In all fairness I couldn’t blame them entirely. I never said what I wanted, what I liked, and through my frustrated silence I’d grown contemptuous of their easy orgasms. I’d lorded my frigidity over them as if it were a sacred cow. But it ruined me sexually.
“I understand now,” Shade said. It was day six and I’d finally confessed that I was indeed troubled by my not coming.
“What?”
“The other night, at the benefit. There’s just no letting go for you, is there?”
“I guess not.” I looked up from the couch where I’d been clipping my toenails. She was sitting at the counter in my bathrobe, drinking a glass of orange juice and not-reading a magazine.
“It’s all inside,” she pointed to her temple. “That’s the real sex organ, the rest is just friction.”
I pursed my lips, returned to my clipping.
“No, really. We’ll figure it out.”
Let her hope, but I knew better. People who came easily never understood this, how it felt to be perpetually on-the-verge, revved-up and good-to-go, but then you’re going and going and going and suddenly everything shuts down, like someone flicked a switch in your head. Whatever you do next is inconsequential, you’ve passed the point of no return. Bottomed out. Sometimes when I hit bottom, I became so dejected and angry I couldn’t speak for hours. Other times, I could pretend I’d actually come, feeling sated enough by wet sheets and a lover’s arms. With Shade it was mostly the latter.
She took the nail clipper from my hands and sat down next to me. “There’s something I want to ask, don’t be mad, but—” she giggled so I knew it wasn’t serious. “In your closet, I saw these…these boots.”
“They’re the real thing, straight from the dungeons of Mistress Wanda Lynne.” I explained about the mishap on the set, yet in the telling it seemed as if the entire day had been lived by someone else. Silver Ray, perhaps.
At Shade’s request, I took out the boots, and together we inspected them. “They’re sort of scary,” she said.
“I don’t think so.”
“Put them on.” She smiled, and within seconds was helping me into the thigh-highs I’d inherited because that idiot Robbie Rod had cajoled me into trying them on when he must have known it was bad karma to wear a dominatrix’s boots without asking. That day I’d been devastated, but balancing around my apartment for Shade I wished I’d thanked him.
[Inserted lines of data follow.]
Issue #629, opened 2018-01-30
Make RXJS code more readable and easier to follow/debug


silviuadaptive:
Files that might need some work:

 - src/client/src/system/service/serviceClient.ts
 - src/client/src/services/referenceDataService.ts
 - src/client/src/services/blotterService.ts
 - src/client/src/system/service/serviceObservableExtensions.ts

Other stuff to do:

 - Add comments to explain a bit what the epics do. For example `referenceServiceEpic` is not clear what is doing except dispatching an init type action.
 - https://github.com/AdaptiveConsulting/ReactiveTraderCloud/pull/627#discussion_r164693080

zeala:
@silviuadaptive - this is a bit too generic and needs a discussion. Re comments in the code -  the code should be self-documented. We don't keep comments in the code as a rule with some exceptions of implementing unclear workarounds.

I suggest splitting this issue into documenting the streaming services in a Confluence page and a separate one for improving typings in the code.

I am closing this issue.

zeala:
Re-opening the issue after clarifying the requirements.

dwalker11:
Hey @zeala, out of curiosity do we have any documentation on the overall architecture of this application?

zeala:
closing as fixed

PR #634, opened 2018-02-01
Rxjs refactor: reference data service

silviuadaptive:
Related to the issue: #629

### DIFF
--- a/src/client/src/ui/blotter/blotterOperations.ts
+++ b/src/client/src/ui/blotter/blotterOperations.ts
@@ -1,14 +1,15 @@
-import * as _ from 'lodash'
 import { createAction } from 'redux-actions'
 
 import { regionsSettings } from '../../regions/regionsOperations'
 import { ACTION_TYPES as REF_ACTION_TYPES } from '../../referenceOperations'
+import { Trade } from '../../types'
+import * as keyBy from 'lodash.keyby'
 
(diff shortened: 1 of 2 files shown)


src/client/src/ui/blotter/blotterOperations.ts
```diff
@@ -19,27 +20,33 @@ export const blotterServiceEpic = (blotterService$, openFin) => (action$, store)
...
-      if (payloadTrades.length === 1) {
-        const tradeKey = payloadTrades[0]['tradeId']
-        if (state.trades[tradeKey]) {
-          newState.trades = _.omit(state.trades, tradeKey)
-        }
-      }
-      const trades = _.mapKeys(_.values(payloadTrades), 'tradeId')
+    case ACTION_TYPES.BLOTTER_SERVICE_NEW_TRADES:
+      const newTradesById = keyBy(action.payload.trades, `tradeId`)
       return {
```
zeala: this logic might still be required

silviuadaptive: they had that comment because they are doing different things if one trade is added vs multiple trades are added. The updated code can handle 1 or multiple trades with the same logic. 
Not sure why when they have only one trade, they remove it from the state and then add it again, instead of just replacing it directly.

PR #644, opened 2018-02-06
RT - work on normalising application state, code cleanup, typings, code reuse

zeala:


src/client/src/redux/actions/spotTileActions.ts
```diff
@@ -0,0 +1,113 @@
+import { createAction } from 'redux-actions'
```
bhavesh-desai-scratch: We need to break this file up. It has Epics as well as actions

src/client/src/redux/reducers/combineReducers.ts
```diff
@@ -0,0 +1,30 @@
+import { combineReducers } from 'redux'
```
bhavesh-desai-scratch: We need to name this file better. Maybe root reducer

src/client/src/redux/reducers/currencyPairsReducer.ts
```diff
@@ -0,0 +1,20 @@
+import { CurrencyPair } from '../../types/index'
+import { ACTION_TYPES } from '../actions/referenceDataActions'
+
+interface CurrencyPairReducerState {
+  [id: string]: CurrencyPair
+}
+
+export const currencyPairReducer = (state: CurrencyPairReducerState = {}, action): CurrencyPairReducerState => {
+  switch (action.type) {
```
bhavesh-desai-scratch: Better to use a map then a switch

src/client/package.json
```diff
@@ -87,6 +87,7 @@
     "redux-observable": "0.17.0",
     "redux-persist": "5.6.5",
     "redux-persist-crosstab": "3.7.0",
+    "reselect": "3.0.1",
```
dwalker11: 👍

PR #651, opened 2018-02-08
SpotTileData - action/epics code restructure

zeala:
Moved reducer/actions/epics inside spotTile directory
Split actions file into epics and actions
Explicitly assigning SpotTile props to improve clarity


zeala:
@dwalker11 - a good question. yes, we are going to keep reducer, actions, epics separate, but they should be close to their functional areas. This PR is addressing the comments from @bhavesh-desai-scratch about that. For now, it will make it easier to see each individual area in the application. Once we sort out issues with code clarity and structure we can discuss/see what's best.

dwalker11:
@zeala, understood. I'll implement that pattern into any changes I make.

PR #683, opened 2018-02-26
AgGrid blotter with simplified filtering

zeala:
The following features are included in this PR
- AgGrid-based blotter - styled
- Simplified filtering - only the quick filter/search 
- Blotter toolbar/status bar
- Blotter is resizable in a popup (OpenFin)
- Split view (blotter & pricing view)


zeala:
closing as invalid, will create a new one

PR #685, opened 2018-02-27
AgGrid blotter with quick filter

zeala:
The following features are included in this PR
- AgGrid-based blotter - styled
- Simplified filtering - only the quick filter/search 
- Blotter toolbar/status bar
- Blotter is resizable in a popup (OpenFin)
- Split view (blotter & pricing view)


src/client/src/ui/blotter/BlotterContainer.tsx
```diff
@@ -29,16 +28,15 @@ class BlotterContainer extends React.Component<BlotterContainerProps, {}> {
...
       <div className="shell_workspace_blotter">
-        <Blotter trades={trades}
-                 currencyPairs={this.props.currencyPairs}
-                 canPopout={Environment.isRunningInIE()}
-                 size={this.props.size}
-                 isConnected={this.props.isConnected}
-                 onPopoutClick={this.props.onPopoutClick(openFin)}/>
+        <AgGridBlotter rows={ gridRows }
+                       onPopoutClick={popoutClick}
+                       canPopout={true}/>
```
dwalker11: I see that you've removed the check for IE11, is it no longer necessary to restrict popouts on IE11 because we are using ag-grid?

zeala: this is a good spot. no, this is not intended and will cause a regression. will fix. thanks

PR #99, opened 2018-10-25
Allow generating certificates from pre-made CSR

virot:
So you can create certificates from CSRs


rmbolger:
See PR #98 for previous context.

rmbolger:
This is going to take me a bit to review since it potentially affects large portions of core functionality. I truly appreciate the effort and want to make sure we get it right the first time.

virot:
Really sorry for the ugly part of Extract-DomainsFromCSR.
But I had no clue how to go down the rabbit hole to the dnsnames. First time with BouncyCastle. Or well.. Its Powershell but I couldnt figure out how the data was wrapped.

rmbolger:
Not a problem. It’s not the easiest thing to deal with with considering the lack of docs for it. But I’ve already got some tweaks to clean it up in my local copy.

rmbolger:
I refactored `Extract-DomainsFromCSR` into `Get-CsrDetails` and made a few other changes. I haven't had a chance to test things much yet and the old Pester tests for Extract-DomainsFromCSR still need updating. But I probably won't be able to work on this much more for the next few days.

virot:
I have no clue how to get your refactoring into my code :) but I read through everything.
I hope atleast I helped a little :)

rmbolger:
If you haven't made any local changes since your "Fixed stupid bug." commit, you should just be able to `git pull` and bring down my changes into your local copy. If you have, it's a bit more difficult depending on what changes you made. But I can walk you through it if you want.  You could also just delete your local branch and re-checkout the upstream copy like this:

```
git checkout master
git branch -D CSR
git checkout CSR
```

In any case, yes. You definitely helped! I'm sure there are others who will appreciate this feature when it's done.

virot:
Trying to understand rfc5280, Is CN in Subject a MUST. In that case failing test should throw. Otherwise we need to figure out why it says 4 out of 3.

rmbolger:
According to [this](https://security.stackexchange.com/questions/55414/is-the-common-name-mandatory-for-digital-certificates), it’s not required but definitely rare for a cert/req to not have one. 

We may have to modify the header check again for CSRs in `Import-Pem`. The requests I’m generating from Windows do include “NEW” so it seems there’s some variability there.

Issue #101, opened 2018-10-31
Request for adding IBM Softlayer DNS Provider


chandan1001:
Softlayer has python API for managing DNS 

https://softlayer-python.readthedocs.io/en/latest/api/managers/dns.html

rmbolger:
It looks like Softlayer is now owned by IBM under their IBM Cloud umbrella. Is that correct? Would a plugin more appropriately be named something IBM related now?
http://www.softlayer.com/

As for a plugin. It wouldn't make sense to use a Python API from PowerShell. But it looks like there's a REST API I could call directly.
https://console.bluemix.net/docs/infrastructure/dns/dns-api.html#getting-started-with-the-dns-api-
https://softlayer.github.io/article/rest/

I'll see what I can do after I finish up with some other issues.

chandan1001:
@rmbolger yes softlayer is owned by IBM now. They give multiple names Bluemix, IBM Cloud etc. but we still call it  Softlayer. You can name it IBM Softlayer.

rmbolger:
I just pushed a branch with a first stab at a SoftLayer plugin if you wanna give it a try. It seems to be working for me. But I'd love a second opinion.

https://github.com/rmbolger/Posh-ACME/blob/ibmsoftlayer/Posh-ACME/DnsPlugins/IBMSoftLayer.ps1
https://github.com/rmbolger/Posh-ACME/blob/ibmsoftlayer/Posh-ACME/DnsPlugins/IBMSoftLayer-Readme.md

rmbolger:
I decided to just merge it so it should be easier to test now. But please do let me know if it works for you. I'll leave the issue open just in case.

chandan1001:
DNS plugin seems to be working. Can you reduce the TTL from 900 to 60 ? I had to make this change in the API. 
Thanks

PR #104, opened 2018-11-03
Add IBMSoftLayer plugin and readme

rmbolger:
This change adds a plugin for [IBM Cloud DNS](https://www.ibm.com/cloud/dns) (formerly known as SoftLayer).

It includes two parameter sets that distinguish between `-IBMCredential` for Windows and `-IBMUser`/`-IBMKey` for non-Windows so folks can still use it in a "less secure" mode.


rmbolger:
This should close issue #101

PR #120, opened 2019-01-18
Add name.com DNS plugin

ravensorb:
Implemented a new DNS plugin for name.com


rmbolger:
Hey @ravensorb, thanks for this! I've got a few style related tweaks mostly around debug/verbose logging that I'll commit shortly. Then I'll do a couple tests. It looks like Name.com has a testing environment available. I may add a parameter to optionally use that in the plugin to make testing easier.

ravensorb:
Not at all -- I thought I had caught all of those test cases so thanks!

PR #142, opened 2019-05-13
Ignore Get-Content errors in Import-PAConfig rather than SilentlyIgnore

maybe-hello-world:
I suggest changing EA:SilentlyContinue to EA:Ignore in this file because it looks like not very important if this command would not be executed successfully but SilentlyContinue append error message to $Error and after it's rather hard to automatically parse $Error and decide whether script failed with an important reason or it can be ignored.
Didn't checked other files, sorry :( (I think the similar problem could be somewhere else)


rmbolger:
You are correct that the `Get-Content` calls failing in this function should generally be ignored. I didn't even think about how the errors would pollute $Error. Technically, someone might care if it's an error other than that the file doesn't exist. But that's a pretty significant edge case and I'm ok with this change.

“Take off your underwear,” Shade said, and I did, the sun making waves through my dirty blinds, and it was naughty and illicit, as if we were slumming in a dive bar in the middle of the afternoon. But if in the boots I’d felt like a whore with RR, with Shade I was a woman, or I accepted some idea of femininity that had always felt like an act with men. I liked being sexy, I liked her watching me being sexy.
We danced naked and I was suddenly tall. She put me in her lace bra and spun me around. “There, now you look like a porn star.”